- God's River 86A
- Manto Sipi Cree Nation God's River Location of God's Lake in Manitoba
- Coordinates: 54°50′11″N 94°03′23″W﻿ / ﻿54.83639°N 94.05639°W
- Country: Canada
- Province: Manitoba
- Region: Northern

Government
- • MP (Churchill—Keewatinook Aski): Rebecca Chartrand (Liberal)
- • MLA (Keewatinook): Ian Bushie (NDP)

Area
- • Total: 4.01 km^{2} (1.55 sq mi)
- Elevation: 170 m (560 ft)

Population (2016)
- • Total: 643
- • Density: 160.2/km^{2} (415/sq mi)
- Time zone: UTC-6 (CST)
- • Summer (DST): UTC-5 (CDT)
- Postal code: R0B 0N0
- Website: https://mantosipicree.ca

= Manto Sipi Cree Nation =

Gods River is a remote, isolated settlement in Northern Manitoba, Canada, and the primary settlement of the Manto Sipi Cree Nation (ᒪᓂᑐ ᓰᐱᐩ, manito sîpiy) First Nations community. The settlement is on Gods Lake at the point of outflow of the Gods River.

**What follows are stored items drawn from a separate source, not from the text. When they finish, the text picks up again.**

PR #5533, opened 2022-10-19
Announce Python 3.10 Transition

gherceg:
https://dimagi-dev.atlassian.net/browse/SAAS-13500

This PR is responsible for communicating to users of commcare-cloud that they need to upgrade to Python 3.10. This is a re-write of https://github.com/dimagi/commcare-cloud/pull/5424, with the irrelevant refactor pulled out into a separate PR.

The commits are organized as follows:
- d9d1451cc0990a11fd3d4ff4455252a3be423d72: adds instructions to commcare-cloud installation docs for how to install and start using Python 3.10
- ba0b1c84afcfe565df95049e61c57799df537be0: adds a check to the init.sh script to inform users who are still using Python 3.6 that they need to upgrade
- 8a5f15e0526521c0619fed740e46fc6fce05e36e: creates a changelog entry detailing the upgrade, timeline, and instructions

##### ENVIRONMENTS AFFECTED

None


changelog/0058-upgrade-to-python-3-10.yml
```diff
@@ -0,0 +1,34 @@
...
+update_steps: |
+  Follow the steps below to properly install Python 3.10 and its dependencies.
+
+  $ sudo add-apt-repository -y ppa:deadsnakes/ppa
+  $ sudo apt update
+  $ sudo apt-get -y install python3.10 python3.10-dev python3.10-distutils python3.10-venv libffi-dev
+
+  Once Python 3.10 is installed on your control machine, run:
+  
+  $ update-code
```
skodde, line 24: Can we make explicit that this next step has to be run from an active cchq venv?

changelog/0058-upgrade-to-python-3-10.yml
```diff
@@ -0,0 +1,34 @@
...
+
+  which will pull the latest version of commcare-cloud and trigger the creation and activation of a Python 3.10 virtual environment.
+
+  Confirm the active virtual environment is using Python 3.10
+
+  $ python --version
```
skodde, line 30: I'd like us to start using and referencing `python3`, but I'm open to discuss this.

skodde (approved):

changelog/0058-upgrade-to-python-3-10.yml
skodde: I think it would be best practice based on https://peps.python.org/pep-0394/ and something we should get in the habit of doing (same as `python3 -m pip` instead of `pip`), since we moved away from 2.7 and only support 3,

millerdev: That PEP pertains to naming of the system python on Unixes. In a context such as this one where a virtualenv is expected to be activated, using `python` is preferred. From the PEP:

- While far from being universally available, `python` remains the preferred spelling for explicitly invoking Python, as this is the spelling that virtual environments make consistently available across different platforms and Python installations.
- When a virtual environment (...) is active, the `python` command should refer to the virtual environment’s interpreter and should always be available.
- As of 2019, activating a Python virtual environment (or its functional equivalent) prior to script execution is one way to obtain a consistent cross-platform and cross-distribution experience.
- If these conventions are adhered to, it will become the case that the `python` command is only executed in an interactive manner as a user convenience, or else when using a virtual environment or similar mechanism.

millerdev (approved):

changelog/0058-upgrade-to-python-3-10.yml
skodde: I see, I missed these updates. I see in "History of this PEP" that the rationale has changed in the presence of virtualenvs and also following the deprecation of Python 2.
I'm still uncertain about the "hybrid" state of our documentation and scripts, as some rely on the system version which, being from 18.04 with 2.7 still installed (yes, I know :-) ), creates some inconsistencies (but that would be true also for newer systems, where the presence of `python` is not guaranteed and its behavior undefined).
Also, I think the recommendation for the shebang (i.e. set it explicitly to `python3`) remains, and I'd probably prefer us to be consistent in this usage/nomenclature, as we're not dealing only with end users (as defined in the PEP) but also with a more complex system/setup.

millerdev: Sure, for non-virtualenv dependent scripts the best practice is to use `/usr/bin/python3`. In a virtualenv context, the PEP is explicit:
> For scripts that are only expected to be run in an activated virtual environment, shebang lines can be written as `#!/usr/bin/env python`, as this instructs the script to respect the active virtual environment.

skodde: Ok, so we should use/reference `python`/`#!/usr/bin/env python` for everything related to our venv (almost everything) and `python3`/`#!/usr/bin/python3` for the few things we have outside of it?

changelog/0058-upgrade-to-python-3-10.yml
gherceg: Marco and I talked offline and feel this is no longer necessary. Resolving, but please correct me if I'm wrong Marco 👍🏻

gherceg:
The plan is to merge this on October 31st, giving users 6 weeks (December 12th) to transition to Python 3.10.

skodde (approved):

quick_monolith_install/cchq-install.sh
```diff
@@ -40,13 +40,12 @@ sudo apt --assume-yes -qq update
...
-  sudo apt update
-  sudo apt-get --assume-yes -q install python3.10 python3.10-dev python3.10-distutils python3.10-venv libffi-dev
-else
-  sudo -H pip -q install ansible virtualenv --ignore-installed six
+if ! hash python3.10 2>/dev/null && [[ $( source /etc/os-release; echo $VERSION_ID ) == 18.04 ]]; then
+    echo "Starting December 19th, 2022, commcare-cloud will require Python 3.10."
+    echo "To upgrade, follow the instructions in:"
+    echo "   https://commcare-cloud.readthedocs.io/en/latest/installation/2-manual-install.html#upgrade-to-python-3-10"
 fi
+sudo -H pip -q install ansible virtualenv --ignore-installed six
```
gherceg, line 48: This is unnecessary on 3.10, but also harmless as far as I am aware so will remove once we drop support for 3.6.

gherceg:
@millerdev @skodde last batch of updates and targeting to merge this today.

millerdev (approved):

The community can only be reached by winter road or by air via Gods Lake Airport.

The official languages of the community are English and Cree. There is a lodge for tourists to stay for visits to the community. Population is approximately 400-700 community members as of 2021.